■ **What the task requires**: Check each line of the material for the string "util", and copy the lines that have it.

■ **Raw data**:
PR #170, opened 2020-12-06
Initial

Max-Pochepets:


dmytro-hryhoruk (changes requested):
You are doing the same job twice in your solution(reading file, checking on first symbol 'W');
We definitely can simplify that.

src/main/java/core/basesyntax/FileWork.java
```diff
@@ -1,7 +1,41 @@
...
+import java.io.IOException;
+import java.util.Arrays;
+import java.util.Locale;
+
 public class FileWork {
     public String[] readFromFile(String fileName) {
-        return null;
+        try (BufferedReader bufferedReader = new BufferedReader(new FileReader(fileName))) {
+            StringBuilder builder = new StringBuilder();
+            int value = bufferedReader.read();
```
dmytro-hryhoruk, line 14: let's use readLine() method. Then you can split each line with regexp = \\W+ and check whether or not it starts with letter using only one check: Character.toLowerCase(word.chartAt(0)) == 'w'

dmytro-hryhoruk (changes requested):

dmytro-hryhoruk (approved):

■ **Exercise response**:
+import java.util.Arrays;
+import java.util.Locale;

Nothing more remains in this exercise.